Merlin took another step into the clearing, his eyes narrowing at the pale lights. Faerie fire and will 'o the wisp spread a greenish glow through the air, and soft sparks flashed here and there in the tree branches, tiny bursts of frozen blues and fiery reds. "You've changed, too," he said. Her features were sharper, the hollows of her face deeper. Her eyes were shadowed, and the cold blue they'd turned seemed to shine like lights within the darkness. She inclined her head in the faintest nod, but didn't move otherwise.
"Why are you here, Morgana?" Merlin let his senses wash through the trees, looking for other magical beings that might be lurking, waiting in some sort of ambush, but there were none.
"I was brought here," Morgana said. Her voice was distant, as though she spoke to him from beyond a dream. "Brought here to find the missing piece."
"The missing piece of what?" Merlin heard a strange buzzing in his ears. He winced and shook his head to try to rid himself of it, but it remained.
"The future." Morgana rushed forward. Her movements were smooth, almost like she was floating. She stopped in front of him, one shaking hand rising to touch his face, but Merlin flinched away. The scar under his eye- the reminder of the injury she'd given him- ached. Morgana's brow knit, but she didn't try to touch him again. "You've seen it, haven't you?

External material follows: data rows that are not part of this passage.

PR #666, opened 2022-07-27
Moving string to compiler_fn logic to eval_frame

anijain2305:
Helps with checking if a backend has any special context manager, like `aot_nvfuser` sets up torch.jit.fuser("fuser2") ctx mananger.

@jansel @pyjhzwh @ngimel

### DIFF
--- a/torchdynamo/eval_frame.py
+++ b/torchdynamo/eval_frame.py
@@ -245,12 +245,10 @@ def optimize(backend, nopython=False):
     backend = get_compiler_fn(backend)
 
     # Find if backend has any extra context manager
-    backend_ctx_ctor = null_context
-    if hasattr(backend, "backend_ctx_ctor"):
-        backend_ctx_ctor = getattr(backend, "backend_ctx_ctor")
+    backend_ctx_ctor = getattr(backend, "backend_ctx_ctor", null_context)
 
     if nopython:
-        return optimize_assert(backend, backend_ctx_ctor, guard_export_fn=None)
+        return optimize_assert(backend, guard_export_fn=None)
     return _optimize_catch_errors(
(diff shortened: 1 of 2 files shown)


ngimel:
Why would `torch.jit.fuser("fuser2") ` be needed if `--nvfuser` that's set as part of `--aot_nvfuser` is supposed to enabled it?

anijain2305:
> Why would `torch.jit.fuser("fuser2") ` be needed if `--nvfuser` that's set as part of `--aot_nvfuser` is supposed to enabled it?

We are not setting `torch.jit.fuser("fuser2")` explicitly. TorchDynamo supports backend-specific context manager here - https://github.com/pytorch/torchdynamo/blob/main/torchdynamo/eval_frame.py#L72. For aot_nvfuser, we have set the backend context manager here - https://github.com/pytorch/torchdynamo/blob/main/torchdynamo/optimizations/training.py#L178


This was all working fine until we added a string. The string gets converted to a compiler_fn object later in the flow. So, I basically, pre-poned the conversion of string to the compiler_fn, so that we have access to the backend-specific constructor.

So, you would not need `--nvfuser` while calling benchmarking infra after this PR.

torchdynamo/eval_frame.py
```diff
@@ -228,6 +242,9 @@ def toy_example(a, b):
         with torchdynamo.optimize(my_compiler):
            ...
     """
+    backend = get_compiler_fn(backend)
```
jansel, line 245: Do we need this patch in optimize_assert too?

anijain2305: Yes, its there further below.

jansel (approved):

A day without a sun, and the sea rising over the mountains to. . . "
". . . wash over the land, bringing war and sorrow and death in its wake," Merlin said. "And that hour will be Albion's darkest, a time when the sword shall be called forth from the stone. . . "
". . . and broken alliances will be reforged," Morgana said, her voice as arid as Merlin's had been. "Old powers, once lost, shall be awakened. From the storm-tossed towers of the Isle of the Blessed. . . "

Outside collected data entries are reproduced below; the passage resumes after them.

Issue #603, opened 2022-07-18
Inference error tracking: "timm_efficientdet"


desertfire:
Jason reported out of memory on RTX3090.

desertfire:
New error:
```
    kernel28[grid(24000)](buf74, buf76, buf725, 24000, 6400)
NameError: name 'buf76' is not defined
```

jansel:
> Running on A100, and hitting
> 
> ```
> RuntimeError: gather(): Expected dtype int64 for index
> ```

Hitting same thing as today

PR #674, opened 2022-07-28
[inductor] Add type conversion for div when both operands are integers

desertfire:
Summary: The problem is exposed in https://github.com/pytorch/torchdynamo/issues/603,
`RuntimeError: gather(): Expected dtype int64 for index`.

There are two problems here,
1) The return types of floordiv and truediv are different when both
operands are integer type.
2) Decomposing floordiv into div+floor gives a different result on
triton from eager because of CUDA fdiv mode choice differences, see
the discussion at https://github.com/openai/triton/issues/605.

### DIFF
--- a/torchinductor/codegen/triton.py
+++ b/torchinductor/codegen/triton.py
@@ -201,11 +201,23 @@ class TritonOverrides(OpOverrides):
             return f"tl.where({tmp}>{x}, {tmp}-1, {tmp})"
 
     @staticmethod
+    def floordiv(a, b):
+        # See the comment in lowering.div_mode
+        div = f"tl.fdiv({a}.to(tl.float32), {b}.to(tl.float32), True)"
+        return f"{ops.floor(div)}"
+
+    @staticmethod
     def trunc(x):
         if has_triton_libdevice():
             return f"tl.libdevice.trunc({x})"
         else:
             return f"{x}.to(tl.int32).to(tl.float32)"
+
+    @staticmethod
+    def truncdiv(a, b):
+        # See the comment in lowering.div_mode
+        div = f"tl.fdiv({a}.to(tl.float32), {b}.to(tl.float32), True)"
+        return f"{ops.trunc(div)}"
 
     @staticmethod
     def ceil(x):
--- a/torchinductor/codegen/triton.py
+++ b/torchinductor/codegen/triton.py
@@ -202,9 +202,12 @@ class TritonOverrides(OpOverrides):
 
     @staticmethod
     def floordiv(a, b):
-        # See the comment in lowering.div_mode
-        div = f"tl.fdiv({a}.to(tl.float32), {b}.to(tl.float32), True)"
-        return f"{ops.floor(div)}"
+        # See the comment in lowering.div_mode. a and b are integer type.
+        # Similar to div_floor_kernel_cuda in pytorch core.
+        # Notice that // in triton behaves as truncdiv instead of floordiv
+        quot = f"{a} // {b}"
+        rem = f"{a} % {b}"
+        return f"tl.where(({a} < 0) != ({b} < 0), tl.where({rem} != 0, {quot} - 1, {quot}), {quot})"
 
     @staticmethod
     def trunc(x):
@@ -215,9 +218,9 @@ class TritonOverrides(OpOverrides):
 
     @staticmethod
     def truncdiv(a, b):
-        # See the comment in lowering.div_mode
-        div = f"tl.fdiv({a}.to(tl.float32), {b}.to(tl.float32), True)"
-        return f"{ops.trunc(div)}"
+        # See the comment in lowering.div_mode. a and b are integer type.
+        # Notice that // in triton behaves as truncdiv instead of floordiv
+        return f"{a} // {b}"
 
     @staticmethod
     def ceil(x):
--- a/torchinductor/lowering.py
+++ b/torchinductor/lowering.py
@@ -98,6 +98,13 @@ def is_integer_type(x):
         return isinstance(x, int)
 
 
+def is_boolean_type(x):
+    if isinstance(x, TensorBox):
+        return is_boolean_dtype(x.get_dtype())
+    else:
+        return isinstance(x, bool)
+
+
 def decode_device(device):
     if device is None:
         return torch.tensor(0.0).device  # default device
@@ -2623,13 +2630,16 @@ def truncdiv(a, b):
 @register_lowering(aten.div.Tensor_mode)
 def div_mode(a, b, rounding_mode=None):
     both_integer = is_integer_type(a) and is_integer_type(b)
+    both_boolean = is_boolean_type(a) and is_boolean_type(b)
     on_triton = is_triton(a) or is_triton(b)
 
     # floordiv and truncdiv need special handling for integer tensors on Triton,
     # see the discussion at https://github.com/openai/triton/issues/605
     if rounding_mode == "floor":
+        assert not both_boolean, "floordiv operands can not be boolean at the same time"
         return floordiv(a, b) if (both_integer and on_triton) else floor(div_mode(a, b))
     if rounding_mode == "trunc":
+        assert not both_boolean, "truncdiv operands can not be boolean at the same time"
         return truncdiv(a, b) if (both_integer and on_triton) else trunc(div_mode(a, b))
     if both_integer:
         # truediv produces a float tensor even if both operands are integer types
--- a/torchinductor/lowering.py
+++ b/torchinductor/lowering.py
@@ -18,6 +18,7 @@ from .ir import Reduction
 from .ir import SqueezeView
 from .ir import TensorBox
 from .ir import View
+from .ir import is_triton
 from .utils import has_torchvision_roi_align
 from .utils import sympy_product
 from .virtualized import V
@@ -86,6 +87,23 @@ def decode_dtype(dtype: int):
     assert dtype in DTYPE_ID_LOOKUP, f"id {dtype} missing from DTYPE_ID_LOOKUP"
     dtype = DTYPE_ID_LOOKUP[dtype]
     return dtype
+
+
+def is_integer_type(x):
+    if isinstance(x, TensorBox):
+        return x.get_dtype() in {
+            torch.uint8,
+            torch.int8,
+            torch.int16,
+            torch.int32,
+            torch.int64,
+        }
+    else:
+        return isinstance(x, int)
+
+
+def is_triton_device(x):
+    return isinstance(x, TensorBox) and is_triton(x.get_device())
 
 
 def decode_device(device):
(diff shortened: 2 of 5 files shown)


torchinductor/codegen/triton.py
```diff
@@ -200,13 +200,25 @@ def floor(x):
             tmp = ops.trunc(x)
             return f"tl.where({tmp}>{x}, {tmp}-1, {tmp})"
 
+    @staticmethod
+    def floordiv(a, b):
+        # See the comment in lowering.div_mode
+        div = f"tl.fdiv({a}.to(tl.float32), {b}.to(tl.float32), True)"
+        return f"{ops.floor(div)}"
```
jansel, line 207:
```suggestion
        return ops.floor(div)
```

torchinductor/codegen/triton.py
```diff
@@ -200,13 +200,25 @@ def floor(x):
...
         if has_triton_libdevice():
             return f"tl.libdevice.trunc({x})"
         else:
             return f"{x}.to(tl.int32).to(tl.float32)"
 
+    @staticmethod
+    def truncdiv(a, b):
+        # See the comment in lowering.div_mode
+        div = f"tl.fdiv({a}.to(tl.float32), {b}.to(tl.float32), True)"
+        return f"{ops.trunc(div)}"
```
jansel, line 220:
```suggestion
        return ops.trunc(div)
```

torchinductor/lowering.py
```diff
@@ -88,6 +89,23 @@ def decode_dtype(dtype: int):
     return dtype
 
 
+def is_integer_type(x):
+    if isinstance(x, TensorBox):
+        return x.get_dtype() in {
```
jansel, line 94: perhaps 
```
return not x.get_dtype().is_floating_point
```

torchinductor/lowering.py
```diff
@@ -88,6 +89,23 @@ def decode_dtype(dtype: int):
...
+            torch.int16,
+            torch.int32,
+            torch.int64,
+        }
+    else:
+        return isinstance(x, int)
+
+
+def is_triton_device(x):
+    return isinstance(x, TensorBox) and is_triton(x.get_device())
```
jansel, line 106: perhaps move this logic into ir.is_triton?

torchinductor/codegen/triton.py
ngimel: Converting integer numbers to float32 is wrong (you are losing precision). Please look at how integer floordiv is done in the eager mode without converting to fp32 type:
```
            if (c10::signs_differ(a, b)) {
              // Subtracts one from the results of truncation division if the
              // divisor and dividend have different sign(bit)s and the
              // remainder of the division is nonzero
              const auto quot = a / b;
              const auto rem = a % b;
              return rem ? quot - 1 : quot;
            }
```
that's roughly what you need to do here.

torchinductor/codegen/triton.py
ngimel: Converting integer numbers to float32 is wrong (you are losing precision), and, since you only ever send integer arguments here, you can just do return f"{{a} // {b}}, triton supports that for integral args.
Please add tests that would catch that precision loss from fp32, you'd need numbers more than 2**24 for this.
Note (this is confusing), triton's `//` is actually `trunc` mode, equivalent to c-style integer division, not to python `//`

torchinductor/lowering.py
ngimel: this won't be future proof, as we'd add `complex` types at some point. But perhaps you could use `torch._prims_common.is_integer_dtype`.

torchinductor/lowering.py
```diff
@@ -2522,6 +2540,36 @@ def copy_(dst, src, non_blocking=False):
...
+    # floordiv and truncdiv need special handling for integer tensors on Triton,
+    # see the discussion at https://github.com/openai/triton/issues/605
+    if rounding_mode == "floor":
+        return floordiv(a, b) if (both_integer and on_triton) else floor(div_mode(a, b))
+    if rounding_mode == "trunc":
+        return truncdiv(a, b) if (both_integer and on_triton) else trunc(div_mode(a, b))
+    if both_integer:
+        # truediv produces a float tensor even if both operands are integer types
+        return div(
+            to_dtype(a, torch.float32) if isinstance(a, TensorBox) else a,
```
ngimel, line 2567: float32 should not be hardcoded here, it's `torch.get_default_dtype()`, users can set it to fp64

torchinductor/lowering.py
```diff
@@ -2522,6 +2540,36 @@ def copy_(dst, src, non_blocking=False):
...
+
+
+@make_pointwise
+def truncdiv(a, b):
+    return ops.truncdiv(a, b)
+
+
+@register_lowering(aten.div.Tensor_mode)
+def div_mode(a, b, rounding_mode=None):
+    both_integer = is_integer_type(a) and is_integer_type(b)
```
ngimel, line 2555: this doesn't correctly handle situations when one of the inputs is integer and one is boolean, and trunc or floor mode is set (pytorch produces integer result in this case)

ngimel (changes requested):

torchinductor/codegen/triton.py
desertfire: No wonder my earlier try of using `//` for floordiv didn't work. Isn't this a triton bug then, given triton still lives in the Python world?

ngimel: Yeah that's triton bug, we should file triton issue for that.

torchinductor/lowering.py
desertfire: Should be solved by including `is_boolean_dtype` checking in `is_integer_type`.

ngimel: If both inputs are boolean, pytorch errors out

torchinductor/codegen/triton.py
ngimel: https://github.com/openai/triton/issues/619

torchinductor/lowering.py
desertfire: Is there a spec somewhere for this kind of typing rules? Or is it basically trying and getting the results? For this specific both boolean problem, I wonder if we can relax the implementation in inductor? After all, the front end should error our before reaching here, and there are other ops currently implemented without very rigid checking.

desertfire: If I write the following test,
```
    def test_div6(self):
        def fn(a, b):
            return (
                aten.div(a, b, rounding_mode=None),
                aten.div(a, b, rounding_mode="floor"),
                aten.div(a, b, rounding_mode="trunc"),
            )

        # treat boolean as integer
        self.common(
            fn, (torch.ones([8, 8], dtype=torch.bool), torch.ones([8, 8], dtype=torch.bool))
        )
```
it does error out before even reaching my changed code with,
```
E       RuntimeError: "div_floor_cpu" not implemented for 'Bool'

../pytorch-release/torch/_ops.py:175: RuntimeError
```

@ngimel , what do you think?

ngimel: Yeah it errors out with eager error. However, imagine in future we would be tracing with fake tensors instead of real ones, then this error wouldn't happen and it would be on inductor to produce correct behavior, so it still makes sense to have necessary checks in inductor, even if we can't test them.

torchinductor/lowering.py
```diff
@@ -2534,12 +2574,14 @@ def copy_(dst, src, non_blocking=False):
 add = register_pointwise(aten.add)
 div = register_pointwise(aten.div)
```
ngimel, line 2575: this PR looks good now, but I think aten.div would still not promote both integer inputs, like eager does? Can we add it in this PR, or in a follow up?

torchinductor/lowering.py
```diff
@@ -2526,6 +2543,52 @@ def copy_(dst, src, non_blocking=False):
...
+def div(a, b):
+    def fn(*args):
+        return ops.div(*args)
+
+    both_integer = is_integer_type(a) and is_integer_type(b)
+    # truediv produces a float tensor even if both operands are integer types
+    dtype = (
+        torch.get_default_dtype()
+        if both_integer
+        else torch.promote_types(a.get_dtype(), b.get_dtype())
```
ngimel, line 2583: Better use `torch.result_type(a, b)` here, that would solve test errors and also get correct result when one of the inputs is 0-dim tensor (promote_types wouldn't)

torchinductor/lowering.py
```diff
@@ -2526,6 +2543,52 @@ def copy_(dst, src, non_blocking=False):
...
+        return truncdiv(a, b) if (both_integer and on_triton) else trunc(div(a, b))
+    return div(a, b)
+
+
+@register_lowering([aten.div, prims.div])
+def div(a, b):
+    def fn(*args):
+        return ops.div(*args)
+
+    dtype = torch.result_type(
```
ngimel, line 2578: no, this is still wrong. Are `a` and `b` not necessarily tensors or numbers so you cannot call `torch.result_type` directly? Type promotion rules differ for 0d and 1d or more tensors, and here you are creating a 0d tensor instead of whatever tensor actually was, you need faithful tensor models to send to `result_type`

Chillee:
Is there any reason we can't just use primtorch `div` ref and then lower the resulting ops instead? https://github.com/pytorch/pytorch/blob/master/torch/_refs/__init__.py#L930

torchinductor/lowering.py
desertfire: Oh, here `a` and `b` are either scalars or IRs (TensorBox, etc.). They are not really torch.tensor at this point. An alternative solution is to do something similar to https://github.com/pytorch/torchdynamo/blob/cf0d110d58e46f75904c07eea2a2f539490aeed7/torchinductor/lowering.py#L119, what do you think?

ngimel: The existing dtype computation is also wrong, and we really should be fixing it everywhere. You can't just reduce the list of dtypes, because dtypes priority varies on whether the argument is a numer, a 0d tensor or a 1d-or-more tensor. Is it possible to get dimensionality of TensorBox?

ngimel:
@chillee most of this PR is lowering resulting ops, sure, we can use primtorch's div to route to them.

Chillee:
@ngimel It seems like there's a lot of discussion about type promotion that I think the refs already handle, no?

ngimel:
`div` reference doesn't handle type promotion, it redispatches to `true_div`, `floor_div` and `trunc_div`. The latter 2 would definitely require lowering and not using refs, I don't know, maybe we could use `true_div`.

Chillee:
> The latter 2 would definitely require lowering and not using refs

If they would definitely require lowering, why aren't they prims 🤔

ngimel:
lol prims div was fixed to return correct type just 4 days ago #82949, trunc_div/floor_div reference were fixed to do the right thing just now #83288 (but again, I do think lowerings and not references for those are better).

desertfire:
> > The latter 2 would definitely require lowering and not using refs
> 
> If they would definitely require lowering, why aren't they prims 🤔

Maybe this PR title is a little misleading. One of the problems I am trying to solve here is getting the right result for `floor_div` and `trunc_div` of integers on Trition, and we need some special handlings in lowering and codgen because of that. I will try the idea of using ref for `true_div`.

ngimel:
`true_divide` is just a wrapper around prim, and generally we want to avoid those (because they hardcode broadcasting), so I guess we need to solve type promotion problems here (similarly for other binary and unary ops in lowering.py)

desertfire:
> `true_divide` is just a wrapper around prim, and generally we want to avoid those (because they hardcode broadcasting), so I guess we need to solve type promotion problems here (similarly for other binary and unary ops in lowering.py)

'avoid those' meaning avoid using ref ops? It will be really nice to leverage type promotion from there, so that we can get consistent type promotion rules and other benefits.

ngimel:
We should be able to use refs, but for some elementary refs (that go directly to prims) it's hard to use type promotion and not hardcoding dimensions that comes from broadcast_in_dim. Getting consistent type promotion is nice though, so we should find a way to do that.

torchinductor/lowering.py
```diff
@@ -96,6 +114,20 @@ def decode_device(device):
...
+    def construct_input(inp):
+        if isinstance(inp, Number):
+            return inp
+        else:
+            assert hasattr(inp, "get_dtype")
+            dim = len(inp.get_size())
+            # construct a tmp tensor to feed into torch.result_type
+            return torch.zeros([1] * dim, dtype=inp.get_dtype())
+
+    return functools.reduce(torch.result_type, [construct_input(arg) for arg in args])
```
ngimel, line 128: Unfortunately, this won't be correct for more than 2 args (because type promotion is not associative), but we expect to call it for 2 args only in lowerings, so that should be ok.

ngimel (approved):
Awesome, thanks!

torchinductor/lowering.py
```diff
@@ -2526,6 +2558,48 @@ def copy_(dst, src, non_blocking=False):
...
+def div_mode(a, b, rounding_mode=None):
+    both_integer = is_integer_type(a) and is_integer_type(b)
+    both_boolean = is_boolean_type(a) and is_boolean_type(b)
+    on_triton = is_triton(a) or is_triton(b)
+
+    # floordiv and truncdiv need special handling for integer tensors on Triton,
+    # see the discussion at https://github.com/openai/triton/issues/605
+    if rounding_mode == "floor":
+        assert not both_boolean, "floordiv operands can not be boolean at the same time"
+        return floordiv(a, b) if (both_integer and on_triton) else floor(div(a, b))
```
ngimel, line 2581: wait, you still need to promote types to the higher one even if both are integer?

". . . to the shores and the deepening mists of the Summer Country," Merlin said. "Then will mark the rise of the Once and Future King. . . "
". . . and all must unite, else all will be lost, and night will lay upon Albion for a thousand years."
Morgana gasped and stumbled back, nearly falling. Merlin staggered away from her, catching a steady tree trunk to stay upright. "What was that? What did you do?" Morgana glared up at him, her eyes slowly returning to their normal shade, dark again in the moonlight.
"Nothing." Merlin shook his head to clear his swimming vision. "I didn't do anything. That was prophecy. Fate speaking through us."
"But why bring us here for it? Why bring us together?"
"I don't know. Do you think I have any more answers than you do?" Merlin straightened, but kept his back against the tree. He hadn't sensed any magical danger, but that didn't mean Morgana couldn't summon something. Or attack him herself.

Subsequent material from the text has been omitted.